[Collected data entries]

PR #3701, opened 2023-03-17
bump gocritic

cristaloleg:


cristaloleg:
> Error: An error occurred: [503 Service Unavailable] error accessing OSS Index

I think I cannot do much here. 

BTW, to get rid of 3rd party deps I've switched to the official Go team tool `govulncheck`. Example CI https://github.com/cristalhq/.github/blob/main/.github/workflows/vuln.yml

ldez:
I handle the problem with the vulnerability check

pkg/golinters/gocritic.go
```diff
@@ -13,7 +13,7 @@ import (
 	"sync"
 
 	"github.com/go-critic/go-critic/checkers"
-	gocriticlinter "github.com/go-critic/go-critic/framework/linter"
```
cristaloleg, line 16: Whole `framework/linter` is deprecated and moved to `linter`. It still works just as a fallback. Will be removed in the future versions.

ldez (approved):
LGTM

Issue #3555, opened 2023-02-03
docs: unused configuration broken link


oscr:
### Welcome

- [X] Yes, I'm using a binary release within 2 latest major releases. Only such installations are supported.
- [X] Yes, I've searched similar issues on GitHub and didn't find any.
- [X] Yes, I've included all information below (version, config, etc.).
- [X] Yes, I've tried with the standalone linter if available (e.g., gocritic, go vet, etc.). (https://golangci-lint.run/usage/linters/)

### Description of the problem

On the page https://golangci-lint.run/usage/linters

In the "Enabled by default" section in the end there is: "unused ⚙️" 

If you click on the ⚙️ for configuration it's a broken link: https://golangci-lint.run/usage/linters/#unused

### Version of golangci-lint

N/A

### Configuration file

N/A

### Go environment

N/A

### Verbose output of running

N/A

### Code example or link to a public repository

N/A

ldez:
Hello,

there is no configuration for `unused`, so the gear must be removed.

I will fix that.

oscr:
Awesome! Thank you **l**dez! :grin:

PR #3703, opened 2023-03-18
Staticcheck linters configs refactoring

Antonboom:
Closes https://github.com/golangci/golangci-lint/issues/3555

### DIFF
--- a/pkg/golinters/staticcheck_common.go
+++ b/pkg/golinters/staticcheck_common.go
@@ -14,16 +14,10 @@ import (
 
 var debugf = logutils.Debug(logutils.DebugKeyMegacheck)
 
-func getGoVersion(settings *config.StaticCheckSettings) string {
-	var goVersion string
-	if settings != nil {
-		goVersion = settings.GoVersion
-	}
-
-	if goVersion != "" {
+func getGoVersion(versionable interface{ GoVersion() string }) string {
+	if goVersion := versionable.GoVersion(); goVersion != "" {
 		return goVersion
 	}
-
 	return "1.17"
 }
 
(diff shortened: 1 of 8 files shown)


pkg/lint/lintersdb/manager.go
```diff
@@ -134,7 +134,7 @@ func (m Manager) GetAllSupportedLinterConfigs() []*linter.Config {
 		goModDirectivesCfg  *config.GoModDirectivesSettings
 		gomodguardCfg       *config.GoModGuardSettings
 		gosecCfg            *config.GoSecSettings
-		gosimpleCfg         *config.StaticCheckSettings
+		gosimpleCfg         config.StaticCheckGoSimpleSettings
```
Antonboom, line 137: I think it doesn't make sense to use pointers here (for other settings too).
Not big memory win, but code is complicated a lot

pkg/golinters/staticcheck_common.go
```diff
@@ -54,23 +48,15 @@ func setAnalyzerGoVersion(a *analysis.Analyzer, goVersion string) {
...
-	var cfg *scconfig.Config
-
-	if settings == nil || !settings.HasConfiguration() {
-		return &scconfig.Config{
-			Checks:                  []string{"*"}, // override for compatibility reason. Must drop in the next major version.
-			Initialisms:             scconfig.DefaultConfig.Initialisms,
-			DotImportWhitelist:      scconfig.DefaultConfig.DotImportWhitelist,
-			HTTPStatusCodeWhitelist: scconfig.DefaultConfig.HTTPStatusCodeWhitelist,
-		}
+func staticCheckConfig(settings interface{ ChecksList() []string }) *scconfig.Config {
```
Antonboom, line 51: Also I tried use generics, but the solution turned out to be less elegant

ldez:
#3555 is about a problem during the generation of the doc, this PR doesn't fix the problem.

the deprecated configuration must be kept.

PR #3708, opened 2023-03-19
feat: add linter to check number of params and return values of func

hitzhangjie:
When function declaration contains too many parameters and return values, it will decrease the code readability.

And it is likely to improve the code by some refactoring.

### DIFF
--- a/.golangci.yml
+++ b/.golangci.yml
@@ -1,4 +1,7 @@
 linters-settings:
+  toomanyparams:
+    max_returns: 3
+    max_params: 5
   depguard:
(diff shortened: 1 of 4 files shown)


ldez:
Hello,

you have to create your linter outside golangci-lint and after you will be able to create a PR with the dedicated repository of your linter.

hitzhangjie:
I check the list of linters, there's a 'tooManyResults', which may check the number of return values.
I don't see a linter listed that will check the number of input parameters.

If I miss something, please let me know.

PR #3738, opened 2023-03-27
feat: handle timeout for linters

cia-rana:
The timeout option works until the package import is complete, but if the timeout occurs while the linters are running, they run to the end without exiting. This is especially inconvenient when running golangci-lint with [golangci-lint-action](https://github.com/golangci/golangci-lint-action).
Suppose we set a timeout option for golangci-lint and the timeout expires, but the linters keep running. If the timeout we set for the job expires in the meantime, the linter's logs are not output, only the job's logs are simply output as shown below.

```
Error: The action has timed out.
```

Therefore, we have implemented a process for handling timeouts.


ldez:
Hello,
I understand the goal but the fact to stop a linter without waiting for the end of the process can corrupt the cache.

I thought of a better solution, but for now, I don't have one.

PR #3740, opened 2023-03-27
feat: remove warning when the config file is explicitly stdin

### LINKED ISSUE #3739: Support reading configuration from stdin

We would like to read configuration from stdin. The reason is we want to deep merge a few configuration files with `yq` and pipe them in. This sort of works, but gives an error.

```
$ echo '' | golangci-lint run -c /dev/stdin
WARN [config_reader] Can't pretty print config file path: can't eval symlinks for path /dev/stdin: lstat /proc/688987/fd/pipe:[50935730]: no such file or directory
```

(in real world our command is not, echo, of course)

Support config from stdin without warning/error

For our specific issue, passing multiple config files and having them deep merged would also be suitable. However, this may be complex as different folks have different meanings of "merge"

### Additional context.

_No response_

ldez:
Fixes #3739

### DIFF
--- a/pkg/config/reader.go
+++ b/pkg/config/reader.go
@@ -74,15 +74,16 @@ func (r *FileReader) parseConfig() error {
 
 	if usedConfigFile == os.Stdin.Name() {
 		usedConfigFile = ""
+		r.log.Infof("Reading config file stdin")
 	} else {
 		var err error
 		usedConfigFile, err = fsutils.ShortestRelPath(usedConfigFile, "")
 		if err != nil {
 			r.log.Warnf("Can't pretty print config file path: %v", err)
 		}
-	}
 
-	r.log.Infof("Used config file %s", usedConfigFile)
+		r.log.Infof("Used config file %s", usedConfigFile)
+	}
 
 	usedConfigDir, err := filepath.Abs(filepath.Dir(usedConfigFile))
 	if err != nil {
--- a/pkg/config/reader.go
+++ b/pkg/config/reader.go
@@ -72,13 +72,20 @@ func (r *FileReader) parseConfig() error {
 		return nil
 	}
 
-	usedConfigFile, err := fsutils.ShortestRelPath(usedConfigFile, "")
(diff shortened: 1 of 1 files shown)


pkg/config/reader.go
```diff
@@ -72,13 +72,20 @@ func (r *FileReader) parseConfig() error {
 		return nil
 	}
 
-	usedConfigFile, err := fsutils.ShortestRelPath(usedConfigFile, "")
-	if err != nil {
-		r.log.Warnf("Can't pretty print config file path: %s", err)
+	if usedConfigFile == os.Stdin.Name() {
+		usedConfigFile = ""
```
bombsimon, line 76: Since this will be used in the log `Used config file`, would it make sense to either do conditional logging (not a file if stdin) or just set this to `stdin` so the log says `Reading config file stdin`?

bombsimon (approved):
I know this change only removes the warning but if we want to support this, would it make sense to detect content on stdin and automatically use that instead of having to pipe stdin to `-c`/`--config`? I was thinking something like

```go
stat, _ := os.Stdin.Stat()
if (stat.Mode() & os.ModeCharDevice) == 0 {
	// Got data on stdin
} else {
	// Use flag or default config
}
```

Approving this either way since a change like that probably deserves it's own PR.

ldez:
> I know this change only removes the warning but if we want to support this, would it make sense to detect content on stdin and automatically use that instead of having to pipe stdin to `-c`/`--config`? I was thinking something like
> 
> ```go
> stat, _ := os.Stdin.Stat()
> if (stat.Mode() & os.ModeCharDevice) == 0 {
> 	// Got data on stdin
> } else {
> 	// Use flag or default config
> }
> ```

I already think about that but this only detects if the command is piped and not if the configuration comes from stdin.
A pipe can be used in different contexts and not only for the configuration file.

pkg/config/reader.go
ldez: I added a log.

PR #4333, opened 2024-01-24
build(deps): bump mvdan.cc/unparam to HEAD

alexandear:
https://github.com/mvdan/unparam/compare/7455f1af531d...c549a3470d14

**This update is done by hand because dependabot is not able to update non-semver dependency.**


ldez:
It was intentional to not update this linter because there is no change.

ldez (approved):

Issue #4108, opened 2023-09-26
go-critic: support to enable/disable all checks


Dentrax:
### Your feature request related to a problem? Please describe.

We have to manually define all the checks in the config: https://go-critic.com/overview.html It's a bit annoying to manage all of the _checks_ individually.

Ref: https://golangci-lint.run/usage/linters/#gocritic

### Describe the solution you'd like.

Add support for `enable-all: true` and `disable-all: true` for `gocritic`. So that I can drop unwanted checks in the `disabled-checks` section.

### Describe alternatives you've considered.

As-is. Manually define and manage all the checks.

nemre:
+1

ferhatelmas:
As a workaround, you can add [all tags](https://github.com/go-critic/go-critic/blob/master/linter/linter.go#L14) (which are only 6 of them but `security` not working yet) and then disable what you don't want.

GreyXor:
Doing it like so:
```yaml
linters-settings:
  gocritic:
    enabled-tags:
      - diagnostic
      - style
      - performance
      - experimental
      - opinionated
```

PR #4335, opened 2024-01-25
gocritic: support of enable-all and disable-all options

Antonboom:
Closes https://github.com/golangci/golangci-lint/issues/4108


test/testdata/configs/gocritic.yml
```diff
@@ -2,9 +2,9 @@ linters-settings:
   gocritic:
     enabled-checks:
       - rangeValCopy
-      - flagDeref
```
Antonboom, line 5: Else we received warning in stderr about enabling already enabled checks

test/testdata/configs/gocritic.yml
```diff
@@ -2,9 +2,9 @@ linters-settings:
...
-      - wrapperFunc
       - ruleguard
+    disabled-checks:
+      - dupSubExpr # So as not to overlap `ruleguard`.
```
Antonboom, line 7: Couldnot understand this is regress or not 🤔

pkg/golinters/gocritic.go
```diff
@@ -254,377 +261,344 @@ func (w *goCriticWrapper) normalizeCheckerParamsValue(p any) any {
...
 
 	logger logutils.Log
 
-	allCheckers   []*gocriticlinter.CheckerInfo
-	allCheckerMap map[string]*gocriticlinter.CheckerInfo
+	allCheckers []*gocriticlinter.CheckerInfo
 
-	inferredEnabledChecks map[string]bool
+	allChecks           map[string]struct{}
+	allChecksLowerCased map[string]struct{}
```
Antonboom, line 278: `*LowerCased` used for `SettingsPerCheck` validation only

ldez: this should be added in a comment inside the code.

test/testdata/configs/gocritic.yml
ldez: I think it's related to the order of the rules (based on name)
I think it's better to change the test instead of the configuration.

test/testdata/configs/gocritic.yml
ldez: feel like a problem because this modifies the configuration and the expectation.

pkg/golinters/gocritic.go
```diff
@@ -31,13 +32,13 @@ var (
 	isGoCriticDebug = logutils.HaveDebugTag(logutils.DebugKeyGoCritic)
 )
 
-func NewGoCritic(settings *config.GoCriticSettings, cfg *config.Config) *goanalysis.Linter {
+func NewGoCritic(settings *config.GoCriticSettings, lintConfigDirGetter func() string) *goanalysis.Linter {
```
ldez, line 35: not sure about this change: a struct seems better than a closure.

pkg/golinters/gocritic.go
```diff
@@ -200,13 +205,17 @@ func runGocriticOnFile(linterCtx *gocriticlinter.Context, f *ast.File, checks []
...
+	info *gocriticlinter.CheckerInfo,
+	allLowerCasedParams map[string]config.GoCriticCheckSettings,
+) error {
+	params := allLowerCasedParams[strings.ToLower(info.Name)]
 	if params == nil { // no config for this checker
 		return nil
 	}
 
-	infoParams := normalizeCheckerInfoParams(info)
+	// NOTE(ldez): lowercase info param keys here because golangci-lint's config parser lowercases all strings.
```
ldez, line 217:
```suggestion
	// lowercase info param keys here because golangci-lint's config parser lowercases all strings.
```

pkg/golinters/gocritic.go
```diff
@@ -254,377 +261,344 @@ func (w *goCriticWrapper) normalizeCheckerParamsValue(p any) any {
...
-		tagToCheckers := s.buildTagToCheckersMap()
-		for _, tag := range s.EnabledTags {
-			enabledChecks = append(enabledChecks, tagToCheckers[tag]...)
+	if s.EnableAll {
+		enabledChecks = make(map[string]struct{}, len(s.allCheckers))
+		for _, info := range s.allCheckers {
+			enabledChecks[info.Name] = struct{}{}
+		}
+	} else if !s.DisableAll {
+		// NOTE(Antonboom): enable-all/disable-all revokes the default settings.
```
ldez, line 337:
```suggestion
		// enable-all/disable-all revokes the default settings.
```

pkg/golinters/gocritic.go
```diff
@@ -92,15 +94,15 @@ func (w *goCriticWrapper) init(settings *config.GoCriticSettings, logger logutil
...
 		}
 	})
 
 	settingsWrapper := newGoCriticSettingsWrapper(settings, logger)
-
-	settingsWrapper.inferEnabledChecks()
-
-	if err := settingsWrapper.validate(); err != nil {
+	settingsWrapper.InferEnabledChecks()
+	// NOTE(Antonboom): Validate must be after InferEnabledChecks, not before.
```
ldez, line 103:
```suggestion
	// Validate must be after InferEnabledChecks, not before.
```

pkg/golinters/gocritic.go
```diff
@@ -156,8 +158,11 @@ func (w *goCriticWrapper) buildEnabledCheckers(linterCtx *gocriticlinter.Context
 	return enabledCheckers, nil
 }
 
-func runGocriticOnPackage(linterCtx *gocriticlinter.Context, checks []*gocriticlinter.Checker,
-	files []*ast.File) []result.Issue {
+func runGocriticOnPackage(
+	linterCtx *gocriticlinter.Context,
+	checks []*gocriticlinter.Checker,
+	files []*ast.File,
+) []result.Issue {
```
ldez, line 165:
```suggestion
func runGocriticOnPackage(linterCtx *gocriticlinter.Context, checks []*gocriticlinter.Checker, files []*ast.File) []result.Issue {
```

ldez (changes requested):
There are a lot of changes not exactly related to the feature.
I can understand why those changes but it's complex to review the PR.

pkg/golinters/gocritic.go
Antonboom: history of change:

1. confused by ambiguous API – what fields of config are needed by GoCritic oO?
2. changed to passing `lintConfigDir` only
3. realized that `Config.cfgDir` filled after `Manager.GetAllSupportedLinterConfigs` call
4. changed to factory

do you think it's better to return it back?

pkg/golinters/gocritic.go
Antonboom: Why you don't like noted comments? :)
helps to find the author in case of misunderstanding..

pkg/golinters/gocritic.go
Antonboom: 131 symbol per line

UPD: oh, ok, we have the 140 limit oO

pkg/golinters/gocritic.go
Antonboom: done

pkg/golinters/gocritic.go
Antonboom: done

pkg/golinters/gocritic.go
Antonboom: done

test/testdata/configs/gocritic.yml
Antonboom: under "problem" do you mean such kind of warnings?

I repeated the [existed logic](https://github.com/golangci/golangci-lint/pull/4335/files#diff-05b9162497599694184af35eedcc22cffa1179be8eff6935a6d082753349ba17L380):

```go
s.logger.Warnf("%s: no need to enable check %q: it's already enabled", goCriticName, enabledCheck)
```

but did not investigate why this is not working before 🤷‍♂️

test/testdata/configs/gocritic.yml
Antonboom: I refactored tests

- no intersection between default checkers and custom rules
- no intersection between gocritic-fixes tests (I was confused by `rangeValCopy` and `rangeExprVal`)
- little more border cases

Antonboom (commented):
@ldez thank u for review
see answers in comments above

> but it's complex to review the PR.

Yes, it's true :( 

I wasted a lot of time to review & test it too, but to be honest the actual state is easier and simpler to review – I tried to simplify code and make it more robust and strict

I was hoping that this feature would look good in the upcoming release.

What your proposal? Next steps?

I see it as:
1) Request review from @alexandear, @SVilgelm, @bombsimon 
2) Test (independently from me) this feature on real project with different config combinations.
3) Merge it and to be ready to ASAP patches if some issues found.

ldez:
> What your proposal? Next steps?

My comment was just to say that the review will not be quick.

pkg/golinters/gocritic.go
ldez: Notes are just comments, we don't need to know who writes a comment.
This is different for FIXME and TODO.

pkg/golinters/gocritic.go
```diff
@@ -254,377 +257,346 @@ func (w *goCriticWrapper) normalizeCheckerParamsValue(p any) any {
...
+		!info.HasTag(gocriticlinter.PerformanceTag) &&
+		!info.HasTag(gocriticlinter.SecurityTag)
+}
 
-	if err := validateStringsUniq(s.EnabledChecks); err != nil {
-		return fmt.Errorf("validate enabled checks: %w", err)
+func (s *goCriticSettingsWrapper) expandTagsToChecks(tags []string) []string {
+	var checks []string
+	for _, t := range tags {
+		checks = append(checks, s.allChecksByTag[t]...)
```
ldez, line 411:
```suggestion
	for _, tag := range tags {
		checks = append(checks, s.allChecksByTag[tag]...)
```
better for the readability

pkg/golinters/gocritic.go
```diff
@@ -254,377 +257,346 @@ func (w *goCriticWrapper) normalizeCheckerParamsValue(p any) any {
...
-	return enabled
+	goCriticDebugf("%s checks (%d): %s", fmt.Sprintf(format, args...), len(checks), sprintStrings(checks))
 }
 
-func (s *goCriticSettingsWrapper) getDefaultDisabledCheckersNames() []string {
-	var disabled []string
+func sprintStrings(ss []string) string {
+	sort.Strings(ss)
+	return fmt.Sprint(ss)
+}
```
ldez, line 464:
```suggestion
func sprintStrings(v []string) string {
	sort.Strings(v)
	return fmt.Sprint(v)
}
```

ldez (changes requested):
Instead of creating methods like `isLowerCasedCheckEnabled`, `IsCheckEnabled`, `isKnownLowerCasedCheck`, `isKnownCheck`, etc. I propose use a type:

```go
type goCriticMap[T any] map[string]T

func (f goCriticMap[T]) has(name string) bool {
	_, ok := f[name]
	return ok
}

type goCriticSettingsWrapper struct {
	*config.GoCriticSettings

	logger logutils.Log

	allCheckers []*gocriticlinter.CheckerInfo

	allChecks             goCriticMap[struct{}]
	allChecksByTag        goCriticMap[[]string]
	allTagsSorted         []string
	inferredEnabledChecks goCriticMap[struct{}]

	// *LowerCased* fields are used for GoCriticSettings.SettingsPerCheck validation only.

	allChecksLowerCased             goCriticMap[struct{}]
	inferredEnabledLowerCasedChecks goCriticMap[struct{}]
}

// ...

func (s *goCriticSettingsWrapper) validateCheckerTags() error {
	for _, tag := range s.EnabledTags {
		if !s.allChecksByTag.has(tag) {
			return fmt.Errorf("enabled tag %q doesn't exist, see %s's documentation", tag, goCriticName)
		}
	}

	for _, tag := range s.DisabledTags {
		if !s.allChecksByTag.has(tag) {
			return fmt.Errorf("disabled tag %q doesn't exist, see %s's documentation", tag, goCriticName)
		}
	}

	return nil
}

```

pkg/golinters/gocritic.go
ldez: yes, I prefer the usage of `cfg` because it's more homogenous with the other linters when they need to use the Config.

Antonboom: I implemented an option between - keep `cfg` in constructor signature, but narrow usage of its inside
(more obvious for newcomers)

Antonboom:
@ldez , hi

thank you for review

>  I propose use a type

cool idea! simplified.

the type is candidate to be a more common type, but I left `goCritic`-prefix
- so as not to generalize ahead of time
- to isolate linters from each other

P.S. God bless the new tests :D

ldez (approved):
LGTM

**Required work**
Tally the lines of the data that contain the string "readability" and report the total alone.

**Exercise output**
2